16. Roger de Marston or Merscheton[1048] was D.D. of Oxford and lecturer to the Franciscans before 1290. Some questions on which he disputed, perhaps before he became doctor, are preserved in a MS. at Assisi[1049]. He subsequently lectured at Cambridge as twelfth master of the friars[1050]. According to Ehrle, Marston’s theological and philosophical teaching bears strong resemblance in some respects to that of Peter John Olivi[1051]. He became thirteenth Provincial Minister perhaps at the great Chapter of Paris in 1292, certainly between 1285 (when W. of Gainsborough was appointed) and 1299 (when Hugh of Hertepol was Provincial). He is said to have been warden of Norwich and to have died in 1303[1052]. He was buried at Norwich[1053].

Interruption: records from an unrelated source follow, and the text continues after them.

Issue #4512, opened 2021-05-27
MatrixObj: Add type-parametrized tests


ssiccha:
Add test functions which take as argument something like `IsGF2MatrixRep` (to
indicate a specific MatrixObj implementation) plus some other arguments (e.g. a
base domain) and then run a bunch of tests to verify that certain APIs are
implemented right. E.g.  a ZeroMatrix test could ensure that matrices of the
right dimension, domain and type are produced.

The file `tst/teststandard/arithlst.g` might give an idea how such generic
tests can look.

fingolfin:
Also take a look at `tst/testinstall/MatrixObj/testmatobj.g`

fingolfin:
@AnnaKDS and @wucas are working on this as part of GAP Days Summer 2022

fingolfin:
The old attempt in PR #5162 unfortunately is not easily recoverable in my eyes, although we can certainly use it as a quarry and see if we can extract individual tests.

I think we need a different approach. The first thing to do is to ditch any concerns for "special" matrix types that e.g. only support matrices of a specific shape (upper triangular, monomial, etc.): that decision immediately simplifies things. For example, it becomes trivial to turn something like this (from `tst/testinstall/MatrixObj/ElementaryMatrices.tst`, but see also `tst/testinstall/matrix.tst`) into a test function that one can call with a matrix obj filter:
```
gap> mat := Matrix([ [ 1, 0, 0 ], [ 0, 2, 0 ] ]);;
gap> IsDiagonalMatrix(mat);
true
gap> IsUpperTriangularMatrix(mat);
true
gap> IsLowerTriangularMatrix(mat);
true

#
gap> mat := Matrix([ [ 1, 2, 0 ], [ 0, 3, 0 ] ]);;
gap> IsDiagonalMatrix(mat);
false
gap> IsUpperTriangularMatrix(mat);
true
gap> IsLowerTriangularMatrix(mat);
false

#
gap> mat := Matrix([ [ 1, 0, 0 ], [ 4, 3, 0 ] ]);;
gap> IsDiagonalMatrix(mat);
false
gap> IsUpperTriangularMatrix(mat);
false
gap> IsLowerTriangularMatrix(mat);
true
```

[...]

PR #5162, opened 2022-10-21
Provide a generic test suite for MatrixObjects

wucas:
This PR resolves Issue #4512. 

Still missing:

- [ ] Comments
- [ ] More tests
- [ ] ability to test wrong inputs, i.e. situations when it is expected and correct that an error is thrown
- [ ] Documentation

### DIFF
--- a/tst/testinstall/MatrixObj/testmatobj_new.g
+++ b/tst/testinstall/MatrixObj/testmatobj_new.g
@@ -137,11 +137,11 @@ end;
 MatObjTest_TestBaseDomain := function(ex, opt, errors)
     local domain;
 
-    domain := MatObjTest_CallFunc(BaseDomain,[ex.matobj], opt.breakOnError, errors);
+    domain := MatObjTest_CallFunc(BaseDomain,[ex.matObj], opt.breakOnError, errors);
 
     if domain <> fail then
         if domain <> ex.baseDomain then
-            MatObjTest_HandleErrorWrongResult(ex.filter, "BaseDomain", [ex.matobj], opt.breakOnError, errors);
+            MatObjTest_HandleErrorWrongResult("BaseDomain", [ex.matObj], opt.breakOnError, ex, errors);
         fi;
     fi;
 end;
@@ -149,11 +149,11 @@ end;
 MatObjTest_TestNrRows := function(ex, opt, errors)
     local nrRows;
 
-    nrRows := MatObjTest_CallFunc(NrRows, [ex.matobj], opt.breakOnError, errors);
+    nrRows := MatObjTest_CallFunc(NrRows, [ex.matObj], opt.breakOnError, errors);
 
     if nrRows <> fail then
         if nrRows <> ex.nrRows then
-            MatObjTest_HandleErrorWrongResult(ex.filter, "NrRows", [ex.nrRows], opt.breakOnError, errors);
+            MatObjTest_HandleErrorWrongResult("NrRows", [ex.matObj], opt.breakOnError, ex, errors);
         fi;
     fi; 
 end;
@@ -161,11 +161,11 @@ end;
 MatObjTest_TestNrCols := function(ex, opt, errors)
     local nrCols;
 
-    nrCols := MatObjTest_CallFunc(NrCols, [ex.matobj], opt.breakOnError, errors);
-
+    nrCols := MatObjTest_CallFunc(NrCols, [ex.matObj], opt.breakOnError, errors);
+    
     if nrCols <> fail then
         if nrCols <> ex.nrCols then
-            MatObjTest_HandleErrorWrongResult(ex.filter, "NrCols", [ex.nrCols], opt.breakOnError, errors);
+            MatObjTest_HandleErrorWrongResult("NrCols", [ex.matObj], opt.breakOnError, ex, errors);
         fi;
     fi; 
 end;
@@ -186,6 +186,10 @@ TestMatrixObj := function(filter, opt)
 
     if not IsBound(opt.forbidInv) then
         opt.forbidInv := false;
+    fi;
+
+    if not IsBound(opt.breakOnError) then
+        opt.breakOnError := false;
     fi;
 
     examples := MatObjTest_GenerateExample(filter, opt);
--- a/tst/testinstall/MatrixObj/testmatobj_new.g
+++ b/tst/testinstall/MatrixObj/testmatobj_new.g
@@ -170,6 +170,47 @@ MatObjTest_TestNrCols := function(ex, opt, errors)
     fi; 
 end;
 
+MatObjTest_TestMatElm := function(ex, opt, errors)
+    local col, row, elm;
+
+    col := NrCols(ex.matObj);
+    row := NrRows(ex.matObj);
+    elm := MatObjTest_CallFunc(MatElm, [ex.matObj, row, col], opt.breakOnError, errors);
+
+    if elm <> fail then
+        if elm <> ex.sourceOfTruth[col, row] then
+            MatObjTest_HandleErrorWrongResult("MatElm", [ex.matObj, row, col], opt.breakOnError, errors);
+        fi;
+    fi;
+end;
+
+MatObjTest_TestSetMatElm := function(ex, opt, errors)
+    local col, row, elm;
+
+    col := NrCols(ex.matObj);
+    row := NrRows(ex.matObj);
+    elm := Zero(ex.baseDomain);
+    ex.sourceOfTruth[row, col] := elm;
+    ex.mat[row, col] := elm;
+    MatObjTest_CallFunc(SetMatElm, [ex.matObj, row, col, elm], opt.breakOnError, errors);
+
+    if ex.matObj[row, col] <> ex.sourceOfTruth[row, col] then
+        MatObjTest_HandleErrorWrongResult("SetMatElm", [ex.matObj, row, col, elm], opt.breakOnError, errors);
+    fi;
+end;
+
+MatObjTesT_TestConstructingFilter := function(ex, opt, errors)
+    local filter;
+
+    filter := MatObjTest_CallFunc("ConstructingFilter", [ex.matObj], opt.breakOnError, errors);
+
+    if filter <> fail then
+        if filter <> ex.filter then
+            MatObjTest_HandleErrorWrongResult("ConstructingFilter", [ex.matObj], opt.breakOnError, errors);
+        fi;
+    fi;
+end;
+
 
 TestMatrixObj := function(filter, opt)
     local errors, examples, ex;
@@ -204,6 +245,14 @@ TestMatrixObj := function(filter, opt)
 
     for ex in examples do
         MatObjTest_TestNrCols(ex, opt, errors);
+    od; 
+
+    for ex in examples do
+        MatObjTest_TestMatElm(ex, opt, errors);
+    od; 
+
+    for ex in examples do
+        MatObjTest_TestSetMatElm(ex, opt, errors);
     od; 
 
     #TODO other tests
--- a/tst/testinstall/MatrixObj/testmatobj_new.g
+++ b/tst/testinstall/MatrixObj/testmatobj_new.g
@@ -1,3 +1,61 @@
+MatObjTest_CallAndCatchError := function(f, args)
+    local out, res, oldBreakOnError, oldErrorOutput, str;
+
+    str := "";
+    out := OutputTextString(str, true);
+
+    oldBreakOnError := BreakOnError;
+    oldErrorOutput := ERROR_OUTPUT;
+    BreakOnError := false;
+    MakeReadWriteGlobal("ERROR_OUTPUT");
+    ERROR_OUTPUT := out;
+    res := CALL_WITH_CATCH(f, args);
+    BreakOnError := oldBreakOnError;
+    ERROR_OUTPUT := oldErrorOutput;
+    CloseStream(out);
+    MakeReadOnlyGlobal("ERROR_OUTPUT");
+    return [res,str];
+end;
+
+MatObjTest_AppendErrorFail := function(f, args, catch, errors)
+    local errorMsg, arg;
+
+    errorMsg := Concatenation("The function ", NameFunction(f), " failed with Error Message:\n", catch[2], "\n Called with arguments:\n");
+    for arg in args do 
+        Append(errorMsg, Concatenation(String(arg),"\n\n"));
+    od;
+    Add(errors, errorMsg);
+end;
+
+MatObjTest_HandleErrorWrongResult := function(msg, args, breakOnError, ex, errors)
+    local errorMsg, arg;
+
+    if breakOnError then 
+        Error(msg);
+    else 
+        errorMsg := Concatenation(msg, "\n Called with arguments:\n");
+        for arg in args do 
+            Append(errorMsg, Concatenation(String(arg),"\n\n"));
+        od;
+        Add(errors, errorMsg);
+    fi;
+end;
+
+MatObjTest_CallFunc := function(f, args, breakOnError, errors)
+    local catch;
+    if breakOnError then 
+        return CallFuncList(f, args);
+    else
+        catch := MatObjTest_CallAndCatchError(f, args);
+        if catch[1][1] then 
+            return catch[1][2];
+        else 
+            MatObjTest_AppendErrorFail(f, args, catch, errors);
+            return fail;
+        fi;
+    fi;
+end;
+
 MatObjTest_GenerateExample := function(filter, opt)
     local inv, dims, dim, doms, dom, customGen, examples;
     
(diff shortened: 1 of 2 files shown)


tst/testinstall/MatrixObj/testmatobj_new.g
```diff
@@ -0,0 +1,299 @@
...
+
+MatObjTest_GenerateExample := function(filter, opt)
+    local inv, dims, dim, doms, dom, customGen, examples;
+    
+    examples := [];
+
+    if IsBound(opt.dimensions) then 
+        dims := opt.dimensions;
+    else 
+        dims := [[2,2],[3,3],[2,5],[5,5],[1,3],[4,1],[6,2]];
```
fingolfin, line 90: How about also `[1,1]` ?

tst/testinstall/MatrixObj/testmatobj_new.g
```diff
@@ -0,0 +1,299 @@
...
+    for ex in examples do
+        MatObjTest_TestNrCols(ex, opt, errors);
+    od; 
+
+    for ex in examples do
+        MatObjTest_TestMatElm(ex, opt, errors);
+    od; 
+
+    for ex in examples do
+        MatObjTest_TestSetMatElm(ex, opt, errors);
```
fingolfin, line 278: This tests only works for MatrixObj types that allow modification. If the matrices are immutable, we should not try this resp. should not let this trigger an error

tst/testinstall/MatrixObj/testmatobj_new.g
```diff
@@ -0,0 +1,299 @@
...
+    od; 
+
+    for ex in examples do
+        MatObjTest_TestConstructingFilter(ex, opt, errors);
+    od;
+
+    #TODO other tests
+
+    if not opt.forbidInv then
+        opt.invertible := true;
```
fingolfin, line 288: This doesn't fit with the code using `opt.invertible` where `opt.invertible` is -- at least in some cases -- assumed to be a generator function

tst/testinstall/MatrixObj/testmatobj_new.g
```diff
@@ -0,0 +1,299 @@
...
+
+    if IsBound(opt.sourceOfTruth) then 
+        return List(examples, x-> 
+            rec(matObj := NewMatrix(filter, x[4], x[3], x[1]),
+            filter := filter,
+            baseDomain := x[4],
+            nrCols := x[3],
+            nrRows := x[2],
+            mat := x[1],
+            sourceOfTruth := NewMatrix(opt.sourceOfTruth, x[4], x[3], x[1]))
```
fingolfin, line 143: As a reminder from our video chat: Note how `sourceOfTruth` has two different meanings here (once it is a matrix, once it is a filter)

tst/testinstall/MatrixObj/testmatobj_new.g
```diff
@@ -0,0 +1,299 @@
...
+        #return List(examples, x -> [NewMatrix(filter, x[3], x[2], x[1]), NewMatrix(opt.sourceOfTruth, x[3], x[2], x[1])]);
+    else 
+        return List(examples, x-> 
+            rec(matObj := NewMatrix(filter, x[4], x[3], x[1]),
+            filter := filter,
+            baseDomain := x[4],
+            nrCols := x[3],
+            nrRows := x[2],
+            mat := x[1],
+            sourceOfTruth := x[1])
```
fingolfin, line 154: Code duplication could be reduced here by doing something like
```suggestion
            sourceOfTruth := f(x))
```
and then do something like this:
```gap
    if IsBound(opt.sourceOfTruth) then
        f := x -> NewMatrix(opt.sourceOfTruth, x[4], x[3], x[1]));
    else
        f := x -> x[1];
    fi;
```

tst/testinstall/MatrixObj/testmatobj_new.g
```diff
@@ -0,0 +1,299 @@
...
+            MatObjTest_HandleErrorWrongResult("ConstructingFilter", [ex.matObj], opt.breakOnError, ex, errors);
+        fi;
+    fi;
+end;
+
+
+TestMatrixObj := function(filter, opt)
+    local errors, examples, ex;
+
+    errors := [];
```
fingolfin, line 241: Maybe copy `opt` before modifying it:
```suggestion
    errors := [];
    opt := ShallowCopy(opt);
```

tst/testinstall/MatrixObj/testmatobj_new.g
```diff
@@ -0,0 +1,299 @@
...
+    od;
+
+    #TODO other tests
+
+    if not opt.forbidInv then
+        opt.invertible := true;
+        examples := MatObjTest_GenerateExample(filter, opt);
+
+        for ex in examples do
+            #TestInverse(ex);
```
fingolfin, line 292: We may also wish to do fewer tests (and with smaller dimensions) for a slower operation like `Inverse` or `MinimalPolynomial` compared to somethign very fast with `NrRows`

tst/testinstall/MatrixObj/testmatobj_new.g
```diff
@@ -0,0 +1,299 @@
...
+            sourceOfTruth := NewMatrix(opt.sourceOfTruth, x[4], x[3], x[1]))
+            );
+        #return List(examples, x -> [NewMatrix(filter, x[3], x[2], x[1]), NewMatrix(opt.sourceOfTruth, x[3], x[2], x[1])]);
+    else 
+        return List(examples, x-> 
+            rec(matObj := NewMatrix(filter, x[4], x[3], x[1]),
+            filter := filter,
+            baseDomain := x[4],
+            nrCols := x[3],
+            nrRows := x[2],
```
fingolfin, line 152: Instead of storing these here, how about you immediately perform a test here that `NrCols(matObj) = x[3]` etc. holds?

Note that it is *not* necessary here to catch an error! If there is an error in `NrCols`, then we enter a break loop, and the developer can and must deal with it immediately.

tst/testinstall/MatrixObj/testmatobj_new.g
```diff
@@ -0,0 +1,299 @@
...
+    col := ex.nrCols;
+    row := ex.nrRows;
+    elm := MatObjTest_CallFunc(MatElm, [ex.matObj, row, col], opt.breakOnError, errors, ex);
+
+    if elm <> fail then
+        if elm <> ex.sourceOfTruth[row,col] then
+            MatObjTest_HandleErrorWrongResult("MatElm", [ex.matObj, row, col], opt.breakOnError, ex, errors);
+        fi;
+    fi;
+end;
```
fingolfin, line 208: As discussed: perhaps `MatObjTest_CallFunc` and  `MatObjTest_HandleErrorWrongResult` could be called by the code invoking `MatObjTest_TestMatElm` etc., and the code here would become something like this:
```suggestion
MatObjTest_TestMatElm := function(ex)
    local col, row, elm;
    for row in [1..NrRows(ex.matobj)] do
        for col in [1..NrCols(ex.matobj)] do
            elm := ex.matobj[row, col];
            if elm <> ex.sourceOfTruth[row,col] then
                return false;
            fi; 
        od;
    od;
    return true;
```
We'd loose some level of information in the error report, but we'd make it a lot easier to write and debug these test cases, which is not irrelevant given that we need to write a lot, and then people implementing matrixObj need to interact with them.

My argument in the discussion we just had was that the lost information is not important: to debug this, as a developer I would turn on `breakOnError` and re-run the test to debug it and find out the position the error occurred. Then I might want to write a stand-alone regression test case; for this it is of course very helpful that you print a `NewMatrix(...)` call, but that's enough for me. (If we really want more info, we can always add back a way to do that: e.g. return a string instead of a bool, or a pair `[result_bool, error_desc]`; or provide a callback function `MatObjTest_AddErrorDetails` (or whatever). But for now I'd just leave this out, and wait what our experience is with using the test suite.

tst/testinstall/MatrixObj/testmatobj_new.g
wucas: The filter specifying the sourceOfTruth is now called sourceOfTruthFilter. It is only used in the record of options passed to the function. The examples generated and used in the actual tests are records as well. There sourceOfTruth is always a matrix (either some MatricObj or a classical GAP matrix).

tst/testinstall/MatrixObj/testmatobj_new.g
wucas: There now is a specific option to specify a different set of dimensions and domains to use for expensive tests. There is even an option to provide a specific list of examples to use in these cases.

tst/testinstall/MatrixObj/testmatobj_new.g
```diff
@@ -0,0 +1,422 @@
...
+    fi;
+ 
+    result := [];
+
+    for ex in examples do
+        Add(result, rec(matObj := NewMatrix(filter, ex[4], ex[3], ex[1]),
+            mat := ex[1],
+            sourceOfTruth := getSourceOfTruth(ex)));
+        if BaseDomain(Last(result).matObj) <> ex[4] or NumberRows(Last(result).matObj) <> ex[2] or NumberColumns(Last(result).matObj) <> ex[3] or ConstructingFilter(Last(result).matObj) <> filter then 
+            ErrorNoReturn(Concatenation("Error while generating examples. In a case with NrRows = ", String(ex[2], " NrCols = ", String(ex[3]), " domain = ", String(ex[4]), "and filter := ", String(filter), " NumberRows, NumberColumns, BaseDomain or ConstructingFilter does not work.")));
```
fingolfin, line 225: It should not be necessary to concatenate the arguments for `Error` or `ErrorNoReturn`; and then one also does not need to call `String` on the non-string arugments

tst/testinstall/MatrixObj/testmatobj_new.g
```diff
@@ -0,0 +1,422 @@
...
+        getSourceOfTruth := x -> x[1];
+    fi;
+ 
+    result := [];
+
+    for ex in examples do
+        Add(result, rec(matObj := NewMatrix(filter, ex[4], ex[3], ex[1]),
+            mat := ex[1],
+            sourceOfTruth := getSourceOfTruth(ex)));
+        if BaseDomain(Last(result).matObj) <> ex[4] or NumberRows(Last(result).matObj) <> ex[2] or NumberColumns(Last(result).matObj) <> ex[3] or ConstructingFilter(Last(result).matObj) <> filter then
```
fingolfin, line 224: IMHO it'd be more readable if your store the generated matrix in its own local variable (which would have to be added to the `local` statement at the top, of course). E.g. like this
```suggestion
        matObj := NewMatrix(filter, ex[4], ex[3], ex[1]);
        Add(result, rec(matObj := matObj,
            mat := ex[1],
            sourceOfTruth := getSourceOfTruth(ex)));
        if BaseDomain(matObj) <> ex[4] or NumberRows(matObj) <> ex[2] or NumberColumns(matObj) <> ex[3] or ConstructingFilter(matObj) <> filter then 
```

tst/testinstall/MatrixObj/testmatobj_new.g
```diff
@@ -0,0 +1,422 @@
...
+        fi;
+    fi;
+end;
+
+# This function requires a filter defining a matrix object and a record of
+# options and generates a list of examples for tests according to the provided 
+# options. 
+# Examples are records with three entries:
+# matObj: The generated matrix object that is to be tested
+# mat: The corresponding calssical GAP matrix (i.e. matrix as list of rows as
```
fingolfin, line 90:
```suggestion
# mat: The corresponding classical GAP matrix (i.e. matrix as list of rows as
```

lib/matobjminimal_BROKEN.gi
```diff
@@ -0,0 +1,97 @@
...
+InstallMethod( \<, "for two minimal example matrices",
+  [ IsMinimalBROKENMatrixRep, IsMinimalBROKENMatrixRep ],
+  function( a, b )
+    return LT_LIST_LIST_DEFAULT(a![MINREP_ELSPOS],b![MINREP_ELSPOS]);
+end );
+
+InstallMethod( ConstructingFilter, "for a minimal example matrix rep",
+  [ IsMinimalBROKENMatrixRep ],
+  function( mat )
+    return IsMinimalExampleMatrixRep;
```
fingolfin, line 92: `Syntax warning: Unbound global variable`

lib/matobjminimal_BROKEN.gi
```diff
@@ -0,0 +1,97 @@
...
+        for rowindex in [1..Length(list_in)] do 
+            if Length(list_in[rowindex]) <> nrcols then
+                Error( "NewMatrix: Each row must have nrcols entries." );
+            fi;
+            for colindex in [1..nrcols] do 
+                list[(rowindex-1)*nrcols + colindex] := list_in[rowindex][colindex];
+            od;
+        od;
+    else
+        if Length(list_in) mod nrcols <> 0 then
```
fingolfin, line 36: You need to remove all trailing whitespace in this file, like on this line
```suggestion
        if Length(list_in) mod nrcols <> 0 then
```
Ideally, configure your editor to honor our `.editorconfig`, see https://editorconfig.org

tst/testinstall/MatrixObj/testmatobj_new.g
```diff
@@ -0,0 +1,422 @@
...
+#   matrices.
+# breakOnError:
+#   Boolean set to false by default. If set to true Errors or Wrong results
+#   cause a break loop. Otherwise problems are returned as a list of messages.
+# isImmutable:
+#    Boolean set to false by default. If set to true tests of functions which 
+#    change an object and therefore require it to be mutable are skipped. This
+#    option is intended for objects which are always immutable. 
+
+TestMatrixObj := function(filter, optIn)
```
fingolfin, line 342: What calls `TestMatrixObj` and where?

tst/testinstall/MatrixObj/testmatobj_new.g
```diff
@@ -0,0 +1,422 @@
...
+
+    errors := [];
+
+    opt := ShallowCopy(optIn);
+
+    if not IsBound(opt.randomSource) then
+        opt.randomSource := GlobalMersenneTwister;
+    fi;
+
+    # usage of state makes no sense here. State should be set if bound!
```
fingolfin, line 353: I don't understand this. "should be set if bound"??!? Huh?

Also you then deal with it after all?! 

Is this perhaps a TODO or FIXME comment?

tst/testinstall/MatrixObj/testmatobj_new.g
```diff
@@ -0,0 +1,422 @@
...
+# options. 
+# This function runs tests to check whether the specified MatrixObject
+# implementation implements required methods and if these and other methods are 
+# correct (in the sense that they give correct results for the cases tested 
+# here).
+# The following options are supported:
+# randomSource:
+#   See TestMatrixObj_GenerateExample
+# state:
+#   See TestMatrixObj_GenerateExample
```
fingolfin, line 299: So is `state` supported or not? The comment in the body of the function makes this unclear

tst/testinstall/MatrixObj/testmatobj_new.g
```diff
@@ -0,0 +1,422 @@
...
+# dimensions: 
+#   See TestMatrixObj_GenerateExample
+# dimensions_red: A list of tuples defining dimensions for matrices. If not set
```
fingolfin, line 302:
```suggestion
# dimensions_red:
#   A list of tuples defining dimensions for matrices. If not set
```
Instead of "If not set" here and "By default this is set" elsewhere and so on, I'd suggest to settle on a uniform way to describe defaults. E.g. at the end of a description, add, in a line of its own:
```
#   Default value: XYZ
```

tst/testinstall/MatrixObj/testmatobj_new.g
```diff
@@ -0,0 +1,422 @@
...
+#   this is set to [[1,1],[2,2],[3,3],[5,5]]. These dimensions are used to
+#   generate examples for more expensive tests. 
+# domains:
+#   See TestMatrixObj_GenerateExample
+# domains_red:
+#   A list of domains in which matrices should be generated. By default
+#   this is set to [Integers, Rationals, GF(2), GF(5)]. These domains are used 
+#   to generate examples for more expensive tests.
```
fingolfin, line 310: Based on what you write elsewhere, I assume "red" stands for "reduced" and not the color "red"? But why "reduced" ?

It might also be good to explain how this relates to `domains`. E.g. is this right? "If domains_red is given, then it is used instead of domains for certain expensive tests.

tst/testinstall/MatrixObj/testmatobj_new.g
```diff
@@ -0,0 +1,422 @@
...
+# reduced_cases: 
+#   A list of triples defining the number of rows, the number of columns and the
+#   domain over which examples are generated. By default this option is unbound.
+#   If bound the options dimensions_red and domains_red are ignored and instead
+#   the cases specified in reduced_cases are used to generate examples for
+#   expensive tests. The reason to use this is that otherwise when specifying
+#   domains and dimensions via domains_red and dimensions_red all combinations 
+#   of the specified dimensions and domains are used. If tests are very 
+#   expensive or just certain combinations should be tested one can use 
+#   reduced_cases instead.
```
fingolfin, line 320: This option is documented but does not seem to actually exist?

tst/testinstall/MatrixObj/testmatobj_new.g
```diff
@@ -0,0 +1,422 @@
...
+
+# This function requires a filter defining a MatrixObject and a record of 
+# options. 
+# This function runs tests to check whether the specified MatrixObject
+# implementation implements required methods and if these and other methods are 
+# correct (in the sense that they give correct results for the cases tested 
+# here).
+# The following options are supported:
+# randomSource:
+#   See TestMatrixObj_GenerateExample
```
fingolfin, line 297: Do you mean `MatObjTest_GenerateExample`?

tst/testinstall/MatrixObj/testmatobj_new.g
wucas: That is the function one should call to execute the tests.

tst/testinstall/MatrixObj/testmatobj_new.g
wucas: Yes it is now. TestMatrixObj sets the randomSource to the default if none is provided and resets it to the state if it's bound. If a randomSource other than the default one is used one should set its state manually before calling the test suite. We could, however, also reset other random sources to the state.

tst/testinstall/MatrixObj/testmatobj_new.g
wucas: I chose 'reduced' since its an option to choose a smaller set of cases to test. There might be a better name though.

tst/testinstall/MatrixObj/testmatobj_new.g
wucas: Yeah that should have been a TODO comment. I fixed it now.

lib/matobjminimal_BROKEN.gi
wucas: I still had the older .editorconfig where that was disabled in this branch. I
removed them now.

17. Alan de Wakerfeld[1054] was at Oxford in 1269, when he represented his convent on several occasions in the controversy with the Friars Preachers[1055]. He was not yet lector.

18. Nicholas de Ocham occurs in the Assisi MS. as Hotham, Master Nicolaus de Hotham, and Frater N. de Ocham minor[1056]. He lectured at Oxford towards the end of the thirteenth century. Except the quaestiones disputatae at Assisi, it is doubtful whether any of his works are extant[1057]. Leland says:

Catalogus eruditorum Franciscanorum Nicholai Ochami meminit; cujus et depraedicat libros; Commentarios, videlicet, in Sententias Petri Longobardi, et opus, cui De Verbo titulus. Scripsit libellum De latitudine oppositionum, ingeniosi iudicium astrologi[1058].

Cf. MSS. Paris:—Bibl. Nat. 14565 f. 173 b (sec. xiv). ‘Fratris Nicholai minoris replicationes;’ and Cambridge:—Caius Coll. 319, ‘Nicholai super 2 et 3 sententiarum, in 3 libris.’

Another Friar Nicholas Minorite, (called by Sbaralea[1059], ‘Specialis’), flourished about the same time as, or soon after, N. of Ocham, and wrote a chronicle on the Franciscan contest with the Pope, A. D. 1321-1328 (MS. Bibl. Nat. Paris, 5154: Extracts in Böhmer’s Fontes Rer. German. IV, 588 seq.)

19. Walter de Knolle was afterwards twenty-third master at Cambridge[1060].

20. Hugh de Hertepol or Hartlepool was a friar and a man of importance in Oxford in 1282, when Devorguila appointed him to be one of the two proctors to whom the government of the new college of Balliol was entrusted; the statutes of 1282 are addressed to ‘Friar Hugh de Hertilpoll and Master William de Menyl[1061].’ It was probably some years later that Hugh became S.T.P. and lecturer to the Franciscan convent. His disputations seem to have been considered valuable and several of them are preserved[1062]. He disputed

‘in the vesperies before the inception of Friar John de Persole (i.e. Persora, his successor) at Oxford[1063].’